2023-11-29test_common: create_*: detect changes all parameters
Data::Dumper+B::Deparse seems fast enough to generate cache keys with, so this makes updating and developing tests easier (as opposed to forcing the developer to change the identifier). The main downside is we'll have to deal with cache expiration, but "make clean" seems overly aggressive already (it keeps blowing away the clones made by t/cindex-join.t :<)
2023-11-28disallow NUL characters in Message-ID and List-Id
While MTAs seem to stop '\0' from appearing in headers, users fetching archives via git remain susceptible to having '\0' land in archives. So we'll filter them out of Xapian and SQLite DBs to avoid interopability problems with CLI tools since there's no known messages in lore or any of my archives which feature them. Avoiding '\0' will ensure all indexed Message-IDs and List-Ids can be specified from the command-line (although some characters will still require $(printf) contortions). As with Message-ID, List-Id fields with /\n\t\r/ characters will also be stripped for indexing. I will assume whatever went wrong with the References: header in <https://public-inbox.org/git/656C30A1EFC89F6B2082D9B6@localhost/raw> could also happen to the List-Id header. This is inspired by commit aca47e05a6026c12c768753c87e6ff769ef6bee4 (Import: Don't copy nulls from emails into git, 2018-07-07)

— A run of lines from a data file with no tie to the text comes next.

PR #3909, opened 2020-11-19
Array_helper: Add missing test for _array_search_dot.

sfadschm:
**Description**
With this PR, `array_helper` tests will have 100% coverage.

However, I am not sure, if the current behavior of `_array_search_dot` is desired.

https://github.com/codeigniter4/CodeIgniter4/blob/e6bfd328b3353e178c8b3fe852dbfcccd940501c/system/Helpers/array_helper.php#L90

This line can only be reached, if either the current index is not the last in the dot-notation search string (i.e., we want to search in a deeper level) and at the same time `$array[$currentIndex]` is not an array (i.e., there is no deeper level to search in).

So instead of failing because the search depth is smaller than the array depth, we just break the search and return the deepest level found. Is that desired?

**Checklist:**
- [ ] Securely signed commits
- [x] Conforms to style guide

### DIFF
--- a/tests/system/Helpers/ArrayHelperTest.php
+++ b/tests/system/Helpers/ArrayHelperTest.php
@@ -167,7 +167,7 @@ class ArrayHelperTest extends \CodeIgniter\Test\CIUnitTestCase
 
 	//--------------------------------------------------------------------
 
-	public function deepSearchProvider()
+	public static function deepSearchProvider()
 	{
 		return [
 			[
--- a/tests/system/Helpers/ArrayHelperTest.php
+++ b/tests/system/Helpers/ArrayHelperTest.php
@@ -19,6 +19,17 @@ class ArrayHelperTest extends \CodeIgniter\Test\CIUnitTestCase
 		$this->assertEquals(23, dot_array_search('foo.bar', $data));
 	}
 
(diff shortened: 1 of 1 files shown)


paulbalandan (approved):

kenjis:
@sfadschm @paulbalandan 

Why not `null`?
```php
$data = [
    'foo' => [
        'bar' => 23,
     ],
];
dot_array_search('foo.bar.baz', $data); // returns 23
```

sfadschm:
Yep, thats what I meant in the description.
This should either be null or throw an exception, as the data we pass to the method should match the search patterns normally.

However, this PR was just to document the current behaviour ☺

I believe changing the behavior here would be a BC break, but I do not think that people actually rely on the fallback, as it only activates if the search pattern has more levels than the array.

sfadschm:
Yep, thats what I meant in the description.
This should either be null or throw an exception, as the data we pass to the method should match the search patterns normally.

However, this PR was just to document the current behaviour ☺

I believe changing the behavior here would be a BC break, but I do not think that people actually rely on the fallback, as it only activates if the search pattern has more levels than the array.

kenjis:
@sfadschm Thank you for quick feedback!

I think this is a bug. I opened an issue #5939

2023-11-27www: qs_html: fix escaping of `q' param
Our use of MID_ESC characters was only intended for the pathname component of URIs and not appropriate for the query string component. So use a different $unsafe parameter list for uri_escape to make the result appropriate for query strings by disallowing [\&\'\+=] characters. Most notably, this change also allows us to accept `/' (slash) unescaped to make dfn: queries nicer to look at. Finally, we'll also add a ascii_html call on the URI-escaped result as an extra safety measure even though it's not really needed. As far as I can tell, the code without this fix didn't result in in an HTML injection since all our uses of uri_escape did escape angle brackets. Reported-by: Ricardo Cañuelo <ricardo.canuelo@collabora.com> Link: https://public-inbox.org/meta/87o7ff4nlk.fsf@collabora.com/ Tested-by: Ricardo Cañuelo <ricardo.canuelo@collabora.com>
2023-11-27xap_helper.h: avoid some off_t vs size_t problems
We'll introduce a helper to cast off_t to size_t consistently for mmap/munmap/calloc calls which require size_t. Also, an extra check for multiplication overflow can be helpful just in case we end up with a gigantic file roots file.

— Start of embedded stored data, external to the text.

PR #3911, opened 2020-11-19
CLI: Prompt: allow array-based validation rules

### LINKED ISSUE #3766: CLI: method prompt should accept array validation rules
When using validation for `promt` it should accept either a
- validation rule set name
- validation rules, as string, separated by a pipe
- validation rules, as array

element-code:
This fixes #3766

**Checklist:**
- [x] Securely signed commits
- [x] User guide updated
- [x] Conforms to style guide


element-code:

lonnieezell:
Changes seem fine, but a) we need tests, b) we need user guide updates, and c) you've left the PR in draft mode which indicates you're still working on it. Are you able to add this?

element-code:
@lonnieezell answering for all open PR's on my side on general questions:
- I can only work on CI in small time-slots so kinda slow progress here -- and the draft mode on.
- I have literally zero experience with tests so i would enjoy some help on this end
- I will provide updates to the user guide

MGatner:
@element-code If you can get User Guide updated I can do some tests for this.

element-code:
Hey @MGatner or @paulbalandan  if you can give me some basic input on the following things, I would try writing them myself.
- which tests are required for this method or recommended
- how to run tests in my local environment (steps to take, no need for detailed explanations)

MGatner:
@element-code im on mobile so can't do much for you on specifics... but you should be able to look at the existing greats for Validation rule in tests/system/Valdiation to figure out some similar ones. Locally, run `composer install` and `composer test` to launch the test suite - that should do it!

paulbalandan:
Currently, `CLI::prompt` is not testable because it requires keyboard input which makes PHPUnit hanging. @element-code maybe I can pull locally to test it myself but it is currently a draft so I believe you still have more to add?

element-code:
@paulbalandan it was in draft since the tests and user guide update were missing (so that you guys don't have to review it and tell me that there are tests missing 😀)
Would be nice if you will do that.

paulbalandan:
@element-code ok I can do that, but can you resolve the conflicts first?

sfadschm:
> 
> 
> Currently, `CLI::prompt` is not testable because it requires keyboard input which makes PHPUnit hanging. @element-code maybe I can pull locally to test it myself but it is currently a draft so I believe you still have more to add?

I have not tested this yet, but can we do something like in the answer here with our `CLI::prompt`?
https://stackoverflow.com/questions/50857595/test-php-file-with-console-input-with-phpunit/50857931

paulbalandan:
> > Currently, `CLI::prompt` is not testable because it requires keyboard input which makes PHPUnit hanging. @element-code maybe I can pull locally to test it myself but it is currently a draft so I believe you still have more to add?
> 
> I have not tested this yet, but can we do something like in the answer here with our `CLI::prompt`?
> https://stackoverflow.com/questions/50857595/test-php-file-with-console-input-with-phpunit/50857931

I think that will not work 😂. I'm thinking this past week of introducing an optional `$noInteraction` param to `CLI::prompt` so that if it is `true`, it will directly use the default value if given.

sfadschm:
😆  I was thinking about something similar.
Using the default value will help many cases, but in some cases we might want  to try to willingly insert wrong values to also test command abortion/failure.
In that case we would rather need to provide an optional array like `promptSubstitutions` where we constantly `shift` the first value each time we would normally call `prompt`.
But not so beautiful either.

paulbalandan:
The current build of the `CLI` library makes us constrained to expand its functionalities. I was thinking months back that prompts should have something similar to Symfony's defaulting when `--no-interaction` flag is passed. And other things..

With my proposed `$noInteraction` param, then in a spark command we can just pass in the value of `CLI::getOption('no-interaction')` to that parameter. For manual testing, we can just type there a boolean.

sfadschm:
Oh I see, that seems reasonable. I thought `$noInteraction` was intended to always be boolean only. But the way you explained seems useful.

system/CLI/CLI.php
```diff
@@ -264,7 +272,7 @@ public static function prompt(string $field, $options = null, string $validation
 		// Read the input from keyboard.
 		$input = trim(static::input()) ?: $default;
 
-		if (isset($validation))
+		if ($validation)
 		{
 			while (! static::validate($field, $input, $validation))
```
paulbalandan, line 277: $validation->setRules() which is used by validate expects string rules.

```suggestion
			$validation = trim(implode('|', $validation), '|');

			while (! static::validate($field, $input, $validation))
```

system/CLI/CLI.php
```diff
@@ -14,6 +14,7 @@
 use CodeIgniter\CLI\Exceptions\CLIException;
 use Config\Services;
 use Throwable;
+use InvalidArgumentException;
```
paulbalandan, line 17: Put this before use Throwable

system/CLI/CLI.php
```diff
@@ -220,17 +221,26 @@ public static function input(string $prefix = null): string
...
-	public static function prompt(string $field, $options = null, string $validation = null): string
+	public static function prompt(string $field, $options = null, $validation = null): string
 	{
 		$extraOutput = '';
 		$default     = '';
 
+		if ($validation && ! is_array($validation) && ! is_string($validation))
+		{
+			throw new InvalidArgumentException('$rules can only be of type string|array');
+		}
```
paulbalandan, line 238: Add new line

paulbalandan (commented):
These are my comments while locally testing this.

system/CLI/CLI.php
element-code: It must have been a mistake on my part as I tested this with several rules.
I would not drop support of array-based validation rules since it is required for features like anonymous functions as rules. Instead i'd chanche `validate` to internaly use `setRules` which supports array-based rules?

system/CLI/CLI.php
paulbalandan: @element-code Rector is complaining. You must've added trailing whitespace while adding the new line.

system/CLI/CLI.php
paulbalandan: That would not be possible at the moment without a breaking change. Validation::setRule has this signature
```
public function setRule(string $field, string $label = null, string $rules, array $errors = [])
```
Removing the string typehint would be breaker for existing user implementations overriding the method since this is declared public.

element-code: Sorry, i wasnt clear about that. I'd wanted to change to use setRule**s** which can handle that.
```php
$validation->setRules([$field => [
    'label' => $label,
    'rules' => $rules,
]]);
```

system/CLI/CLI.php
element-code: Yeah, thanks to the Github Code-Editor 🙃

system/CLI/CLI.php
paulbalandan: Ah. So you'd be swapping `setRule` with `setRules`. Fair enough. That's ok with me.

paulbalandan (approved):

2023-11-27xap_helper: avoid strerror(3) inside signal handler
It's not async-signal-safe and the glibc implementation uses malloc via asnprintf. Practically it's not a problem unless the kernel OOMs and the write(2) fails to the self-pipe.
2023-11-26drop redundant calls to DS->Reset
Reset gets called on END{} anyways to workaround DBI lifetime problems, so there's no need to call it near exit. We can't replace calls to POSIX::_exit with `exit' to force END{} to run just yet, as there are still some lingering destruction ordering problems on newer DBI and or Perls.
2023-11-26git: improve coupling with {sock} and {inflight} fields
While the {inflight} array should be tied to the IO object even more tightly, that's not an easy task with our current code. So take some small steps by introducing a gcf_inflight helper to validate the ownership of the process and to drain the inflight array via the awaitpid callback. This hopefully fix problems with t/lei-q-save.t (still) hanging occasionally on v2 outputs since git->cleanup/->DESTROY was getting called in v2 shard workers.